> _Goal of the exercise_
Could you retype the whole listing, word for word?

> _Data for this task_

PR #5100, opened 2022-08-22
Update the bridged_engine to not rely on sync15_traits::Payload.

mhammond:
Sorry for the large PR - there's no hurry here and I'm happy to discuss the motivations behind this some more. I'm open to bikeshedding here, because some of the names and concepts will later reach further into the sync crates. This will impact the branch with Sammy's tabs work, but the fixes should be easy and I'll do them once this lands.

---
This shows how I envisage sync15_traits should work for both the bridged
engine and the bso_record based (ie, sync15) engines. This patch only
touched the bridged_engine to keep the patch small with a future
patch using this shape for the rest of the crate soon.

It leans further into the "envelope" concept introduced by the
bridged_engine, but the envelope is now split from the payload
so it can be used by bso_record.

Now, instead of going to and from the sync15_traits::Payload, we just
move to and from <T> directly:

* When converting from an incoming record to a <T>, the result is
  captured in a new enum, `IncomingDeserPayload`, which allows us
  to capture incoming tombstones and invalid record. No errors are
  returned deserializing <T>, the enum variants cover all cases.

* When converting from T to an outgoing record, we will panic if
  various constraints are not met - eg, if you have specified an
  invalid GUID. All such errors are considered "static" errors
  and aren't influenced by runtime conditions, so a panic means
  we don't have to introduce new error handling for these "impossible"
  states.

It also kills the concept of "auto" fields - it's no longer necessary
to have a field called, say, 'ttl' in your record to arrange for a TTL
on the record - these are now handled by the envelope. Note that the
'id' field on the payload does remain somewhat magic.

### DIFF
--- a/components/support/sync15-traits/src/bridged_engine.rs
+++ b/components/support/sync15-traits/src/bridged_engine.rs
@@ -2,11 +2,89 @@
  * License, v. 2.0. If a copy of the MPL was not distributed with this
  * file, You can obtain one at http://mozilla.org/MPL/2.0/. */
 
-use std::{error::Error, fmt};
-
+use serde::de::DeserializeOwned;
 use serde::{Deserialize, Serialize};
 
-use super::{Guid, Payload, ServerTimestamp};
+use super::Guid;
+
+use crate::error;
+
+// This module hold structs which will eventually live outside of this
+// module and will be re-used by bso_record. It lives here temporarily
+// as we move the bridged_engine away from Payload so we can see the shape
+// that this and bso_record will share.
+
+// It is a separate module here to help split it out later.
+pub mod public {
+    use crate::{Guid, ServerTimestamp};
+    use serde::{Deserialize, Serialize};
+
+    /// An envelope for an incoming item. Envelopes carry all the metadata for
+    /// a Sync BSO record (`id`, `modified`, `sortindex`), *but not* the payload
+    /// itself.
+    #[derive(Debug, Clone, Deserialize)]
+    pub struct IncomingEnvelope {
+        pub id: Guid,
+
+        #[serde(skip_serializing)]
+        // If we don't give it a default, we fail to deserialize
+        // items we wrote out during tests and such.
+        // XXX - we should probably fix the tests and  kill this.
+        #[serde(default = "ServerTimestamp::default")]
+        pub modified: ServerTimestamp,
+
+        #[serde(skip_serializing_if = "Option::is_none")]
+        pub sortindex: Option<i32>,
+
+        #[serde(skip_serializing_if = "Option::is_none")]
+        pub ttl: Option<u32>,
+    }
+
+    /// An envelope for an outgoing item. This is conceptually identical to
+    /// [IncomingEnvelope], but omits fields that are only set by the server,
+    /// like `modified`.
+    #[derive(Debug, Default, Clone, Serialize, PartialEq)]
+    pub struct OutgoingEnvelope {
+        pub id: Guid,
+        pub sortindex: Option<i32>,
+        pub ttl: Option<u32>,
+    }
+
+    // Allow an envelope to be constructed with nothing but a guid.
+    impl From<Guid> for OutgoingEnvelope {
+        fn from(id: Guid) -> Self {
+            OutgoingEnvelope {
+                id,
+                ..Default::default()
+            }
+        }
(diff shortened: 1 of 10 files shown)


components/support/sync15-traits/src/bridged_engine.rs
```diff
@@ -87,134 +168,334 @@ pub trait BridgedEngine {
...
-    #[serde(default)]
-    pub sortindex: Option<i32>,
-    #[serde(default)]
-    pub ttl: Option<u32>,
+pub struct IncomingBridgeRecord {
+    #[serde(flatten)]
+    pub envelope: IncomingEnvelope,
     // Don't provide access to the cleartext directly. We want all callers to
-    // use `IncomingEnvelope::payload`, so that we can validate the cleartext.
+    // use `IncomingEnvelope::payload`, so that we can validate the cleartext
```
bendk, line 208: Nit: `IncomingBridgeRecord::payload`

components/support/sync15-traits/src/bridged_engine.rs
```diff
@@ -87,134 +168,334 @@ pub trait BridgedEngine {
...
+                        );
+                        return IncomingDeserPayload::Malformed;
+                    }
+                    if !self.envelope.id.is_valid_for_sync_server() {
+                        log::warn!("malformed incoming record: id is not valid: {}", id);
+                        return IncomingDeserPayload::Malformed;
+                    }
+                    log::warn!("incoming record has 'id' in the payload - it does match, but is still unexpected");
+                }
+                None => {
```
bendk, line 256: Note: This would capture the case where `id` exists as a non-string value, is it worth checking for that?

components/support/sync15-traits/src/bridged_engine.rs
```diff
@@ -2,11 +2,89 @@
...
+pub mod public {
+    use crate::{Guid, ServerTimestamp};
+    use serde::{Deserialize, Serialize};
+
+    /// An envelope for an incoming item. Envelopes carry all the metadata for
+    /// a Sync BSO record (`id`, `modified`, `sortindex`), *but not* the payload
+    /// itself.
+    #[derive(Debug, Clone, Deserialize)]
+    pub struct IncomingEnvelope {
+        pub id: Guid,
```
bendk, line 27: How about adding a note here about the how `id` gets special handling.

bendk:
Added a couple specific suggestions, but I think the main most important thing is to get the concepts correct.  I'm in the middle of trying to wrap my head around this, hopefully my comments make sense....

I found it hard to follow how all the structs relate to each other.  For example `IncomingBridgedRecord` contain the field `cleartext` which can then be turned into an `IncomingDeserPayload`, which may contain a `T`, which is named "record" when used as a variable.  Following that chain was quite tricky, especially since both the object on the bottom on top are called "records".  I'm not exactly sure how to best clarify this, but here's some suggestions:

- Add an overview describing the general shape of the data in the module docstring.  I think this should describe things from the 1000ft view, using words like "payload" rather than `IncomingDeserPayload`
- Figure out words to distinguish the server records from the local records.  I'm not totally sure, but maybe  "server record" vs "local record" or "server item" vs "record".

Maybe the structs could be reorganized slightly.  Here's a sketch of a potential improvement:
```
pub struct IncomingServerRecord<T: Payload> {
    pub envelop: IncomingEnvelope,
    pub payload: T,
}

pub struct OutgoingServerRecord<T: Payload> {
    pub envelop: OutgoingEnvelope,
    pub payload: T,
}

pub trait Payload: Serialize + Deserialize {
    type LocalRecord;

    // deserialize and/or decrypt this payload
    fn contents() -> PayloadContents<LocalRecord>;
}

pub enum PayloadContents<T> {
    LocalRecord(T),
    Tombstone,
    Malformed,
}

pub struct BridgePayload {
    cleartext: String
}

pub struct BsoPayload {
    encrypted_text: String
}
```

I think this allows the BSO and bridged payloads to share the same API, although I definitely don't know enough about the details to be sure.  I also like that it makes it very clear that a server record is an envelope + a payload.

components/support/sync15-traits/src/bridged_engine.rs
mhammond: yeah, I guess so, thanks.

> _Answer to the exercise_
PR #5100, opened 2022-08-22
Update the bridged_engine to not rely on sync15_traits::Payload.

mhammond:
Sorry for the large PR - there's no hurry here and I'm happy to discuss the motivations behind this some more. I'm open to bikeshedding here, because some of the names and concepts will later reach further into the sync crates. This will impact the branch with Sammy's tabs work, but the fixes should be easy and I'll do them once this lands.

---
This shows how I envisage sync15_traits should work for both the bridged
engine and the bso_record based (ie, sync15) engines. This patch only
touched the bridged_engine to keep the patch small with a future
patch using this shape for the rest of the crate soon.

It leans further into the "envelope" concept introduced by the
bridged_engine, but the envelope is now split from the payload
so it can be used by bso_record.

Now, instead of going to and from the sync15_traits::Payload, we just
move to and from <T> directly:

* When converting from an incoming record to a <T>, the result is
  captured in a new enum, `IncomingDeserPayload`, which allows us
  to capture incoming tombstones and invalid record. No errors are
  returned deserializing <T>, the enum variants cover all cases.

* When converting from T to an outgoing record, we will panic if
  various constraints are not met - eg, if you have specified an
  invalid GUID. All such errors are considered "static" errors
  and aren't influenced by runtime conditions, so a panic means
  we don't have to introduce new error handling for these "impossible"
  states.

It also kills the concept of "auto" fields - it's no longer necessary
to have a field called, say, 'ttl' in your record to arrange for a TTL
on the record - these are now handled by the envelope. Note that the
'id' field on the payload does remain somewhat magic.

### DIFF
--- a/components/support/sync15-traits/src/bridged_engine.rs
+++ b/components/support/sync15-traits/src/bridged_engine.rs
@@ -2,11 +2,89 @@
  * License, v. 2.0. If a copy of the MPL was not distributed with this
  * file, You can obtain one at http://mozilla.org/MPL/2.0/. */
 
-use std::{error::Error, fmt};
-
+use serde::de::DeserializeOwned;
 use serde::{Deserialize, Serialize};
 
-use super::{Guid, Payload, ServerTimestamp};
+use super::Guid;
+
+use crate::error;
+
+// This module hold structs which will eventually live outside of this
+// module and will be re-used by bso_record. It lives here temporarily
+// as we move the bridged_engine away from Payload so we can see the shape
+// that this and bso_record will share.
+
+// It is a separate module here to help split it out later.
+pub mod public {
+    use crate::{Guid, ServerTimestamp};
+    use serde::{Deserialize, Serialize};
+
+    /// An envelope for an incoming item. Envelopes carry all the metadata for
+    /// a Sync BSO record (`id`, `modified`, `sortindex`), *but not* the payload
+    /// itself.
+    #[derive(Debug, Clone, Deserialize)]
+    pub struct IncomingEnvelope {
+        pub id: Guid,
+
+        #[serde(skip_serializing)]
+        // If we don't give it a default, we fail to deserialize
+        // items we wrote out during tests and such.
+        // XXX - we should probably fix the tests and  kill this.
+        #[serde(default = "ServerTimestamp::default")]
+        pub modified: ServerTimestamp,
+
+        #[serde(skip_serializing_if = "Option::is_none")]
+        pub sortindex: Option<i32>,
+
+        #[serde(skip_serializing_if = "Option::is_none")]
+        pub ttl: Option<u32>,
+    }
+
+    /// An envelope for an outgoing item. This is conceptually identical to
+    /// [IncomingEnvelope], but omits fields that are only set by the server,
+    /// like `modified`.
+    #[derive(Debug, Default, Clone, Serialize, PartialEq)]
+    pub struct OutgoingEnvelope {
+        pub id: Guid,
+        pub sortindex: Option<i32>,
+        pub ttl: Option<u32>,
+    }
+
+    // Allow an envelope to be constructed with nothing but a guid.
+    impl From<Guid> for OutgoingEnvelope {
+        fn from(id: Guid) -> Self {
+            OutgoingEnvelope {
+                id,
+                ..Default::default()
+            }
+        }
(diff shortened: 1 of 10 files shown)


components/support/sync15-traits/src/bridged_engine.rs
```diff
@@ -87,134 +168,334 @@ pub trait BridgedEngine {
...
-    #[serde(default)]
-    pub sortindex: Option<i32>,
-    #[serde(default)]
-    pub ttl: Option<u32>,
+pub struct IncomingBridgeRecord {
+    #[serde(flatten)]
+    pub envelope: IncomingEnvelope,
     // Don't provide access to the cleartext directly. We want all callers to
-    // use `IncomingEnvelope::payload`, so that we can validate the cleartext.
+    // use `IncomingEnvelope::payload`, so that we can validate the cleartext
```
bendk, line 208: Nit: `IncomingBridgeRecord::payload`

components/support/sync15-traits/src/bridged_engine.rs
```diff
@@ -87,134 +168,334 @@ pub trait BridgedEngine {
...
+                        );
+                        return IncomingDeserPayload::Malformed;
+                    }
+                    if !self.envelope.id.is_valid_for_sync_server() {
+                        log::warn!("malformed incoming record: id is not valid: {}", id);
+                        return IncomingDeserPayload::Malformed;
+                    }
+                    log::warn!("incoming record has 'id' in the payload - it does match, but is still unexpected");
+                }
+                None => {
```
bendk, line 256: Note: This would capture the case where `id` exists as a non-string value, is it worth checking for that?

components/support/sync15-traits/src/bridged_engine.rs
```diff
@@ -2,11 +2,89 @@
...
+pub mod public {
+    use crate::{Guid, ServerTimestamp};
+    use serde::{Deserialize, Serialize};
+
+    /// An envelope for an incoming item. Envelopes carry all the metadata for
+    /// a Sync BSO record (`id`, `modified`, `sortindex`), *but not* the payload
+    /// itself.
+    #[derive(Debug, Clone, Deserialize)]
+    pub struct IncomingEnvelope {
+        pub id: Guid,
```
bendk, line 27: How about adding a note here about the how `id` gets special handling.

bendk:
Added a couple specific suggestions, but I think the main most important thing is to get the concepts correct.  I'm in the middle of trying to wrap my head around this, hopefully my comments make sense....

I found it hard to follow how all the structs relate to each other.  For example `IncomingBridgedRecord` contain the field `cleartext` which can then be turned into an `IncomingDeserPayload`, which may contain a `T`, which is named "record" when used as a variable.  Following that chain was quite tricky, especially since both the object on the bottom on top are called "records".  I'm not exactly sure how to best clarify this, but here's some suggestions:

- Add an overview describing the general shape of the data in the module docstring.  I think this should describe things from the 1000ft view, using words like "payload" rather than `IncomingDeserPayload`
- Figure out words to distinguish the server records from the local records.  I'm not totally sure, but maybe  "server record" vs "local record" or "server item" vs "record".

Maybe the structs could be reorganized slightly.  Here's a sketch of a potential improvement:
```
pub struct IncomingServerRecord<T: Payload> {
    pub envelop: IncomingEnvelope,
    pub payload: T,
}

pub struct OutgoingServerRecord<T: Payload> {
    pub envelop: OutgoingEnvelope,
    pub payload: T,
}

pub trait Payload: Serialize + Deserialize {
    type LocalRecord;

    // deserialize and/or decrypt this payload
    fn contents() -> PayloadContents<LocalRecord>;
}

pub enum PayloadContents<T> {
    LocalRecord(T),
    Tombstone,
    Malformed,
}

pub struct BridgePayload {
    cleartext: String
}

pub struct BsoPayload {
    encrypted_text: String
}
```

I think this allows the BSO and bridged payloads to share the same API, although I definitely don't know enough about the details to be sure.  I also like that it makes it very clear that a server record is an envelope + a payload.

components/support/sync15-traits/src/bridged_engine.rs
mhammond: yeah, I guess so, thanks.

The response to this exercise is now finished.